A cold winter day provided a great opportunity for people to head inside the TRU Alumni Theatre for the first Live at TRU! performance of the new year.
From Vancouver, Tom Landa, front man of multi-Juno nominee The Paperboys, was introduced to the TRU campus and Kamloops audience with his side project, Locarno on Jan. 17.
Locarno is his new band, started about two years ago.
“We played a lot on the festivals season, all around Canada and in short tours like this weekend,” Landa said. The recent short tour included shows in Ashcroft on Jan. 18, and Kelowna on Jan. 19.
The TRU Cultural Events Committee organizes the live performances at the Alumni Theatre in the Clock Tower building. English professor Susie Safford is the chair of the committee after being involved with it for approximately 20 years. They put together six events per year, three in the fall semester and three in the winter semester.
The British Columbia Arts Council sends information about available performers and the committee selects the lineup.
“We are so excited to have Locarno coming, they are an absolutely wonderful, exciting, highly professional act that I think everyone is going to enjoy, a lot,” Safford said. “We got the chance to see a little bit of the performance and they are very lively.”
Due to a set-up delay, the show started 30 minutes late. Despite the set-back, the audience waited patiently in anticipation of Locarno’s Mexican and Latin American sounds.
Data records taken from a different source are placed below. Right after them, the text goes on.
PR #607, opened 2025-05-05
Make dbus_name unique across instances

### LINKED ISSUE #564: Crash due to dbus name collision
**Describe the bug**
```
$ RUST_BACKTRACE=1 psst-gui
...
[2024-12-06T03:42:28Z INFO  psst_core::session::access_token] access token expired, requesting
thread 'main' panicked at /home/cassie/.cargo/registry/src/index.crates.io-6f17d22bba15001f/souvlaki-0.7.3/src/platform/mpris/zbus.rs:139:29:
called `Result::unwrap()` on an `Err` value: SendError { .. }
stack backtrace:
note: Some details are omitted, run with `RUST_BACKTRACE=full` for a verbose backtrace.
thread 'main' panicked at library/core/src/panicking.rs:221:5:
panic in a function that cannot unwind
thread caused non-unwinding panic. aborting.
fish: Job 1, 'RUST_BACKTRACE=1 psst-gui' terminated by signal SIGABRT (Abort)
```

**Environment**
 - desktop enviroment: KDE Plasma (wayland)
 - kernel: 6.12.1-zen1-1-zen (64-bit)
 - Version: r547.0cd9904-1 (via [AUR](https://aur.archlinux.org/packages/psst-git)) 

**Additional context**

SO9010:
Fix #564 by adding random numbers to the end of the dbus name! @ernstki if you could just double check this works for me then @jacksongoode could you merge it for me! Thanks!

### DIFF
--- a/psst-gui/src/controller/playback.rs
+++ b/psst-gui/src/controller/playback.rs
@@ -186,7 +186,7 @@ impl PlaybackController {
         };
 
         let mut media_controls = MediaControls::new(PlatformConfig {
-            dbus_name: format!("com.jpochyla.psst{:?}.{}", time::OffsetDateTime::now_utc(), rand::random::<i32>()).as_str(),
+            dbus_name: format!("com.jpochyla.psst{:?}{}", time::OffsetDateTime::now_utc(), rand::random::<i32>()).as_str(),
             display_name: "Psst",
             hwnd,
         })?;
--- a/psst-gui/src/controller/playback.rs
+++ b/psst-gui/src/controller/playback.rs
@@ -41,20 +41,15 @@ pub struct PlaybackController {
     scrobbler: Option<Scrobbler>,
     startup: bool,
 }
-fn init_scrobbler_instance(
-    data: &AppState
-) -> Option<Scrobbler> {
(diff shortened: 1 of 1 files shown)


jacksongoode:
This looks great. Thanks for figuring out the fix. However, I'm wondering if we should increment the instance of the application rather than just generating a random string. Did you have any thoughts around this or why we should go with a random string?

SO9010:
I don't think we will have access to how many instances are running! We could use the time?

jacksongoode:
Hmm, this lead me to https://dbus.freedesktop.org/doc/dbus-specification.html#message-protocol-names-bus
Which indicates it wasn't proper anyways, I think it should be `com.jpochyla.psst`. Does just changing it to the proper dbus format resolve this as well?

SO9010:
Ah! Makes sense, I don't think this will fix it, as the issue is when running two instances the dbus wants a unique name.

SO9010:
I've changed it to the correct name, but with the psst part having the random string and time.

jacksongoode:
Ok I made a small change so it's smaller, just 4 chars, and should be unique regardless.

SO9010:
looking good!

In a 45-minute set, Landa and his band, featuring a violin, guitar, bass, drums, percussion, trumpet, and trombone, brought Latin sounds including an untitled cumbia, a style of music from Colombia. The group also performed traditional sounds of son jarocho, a regional folk music style from Veracruz, Mexico, with “Arenita Azul.” Mixing in a multicultural song with a ska vibe, “America” brought a few spectators up from their seats to dance in front of the stage.
“People were so chévere [cool] here,” Landa said after the show. “There was a good mixture of youth but also older people, which makes a really good combination and it was nice to see the two little kids in the audience”.
The goal that the TRU Cultural Events Committee has set out is to bring events to both students as well as the wider community on campus and within Kamloops. Students were, indeed, the smallest demographic.
“We’d like to have more students coming, for sure,” Safford said.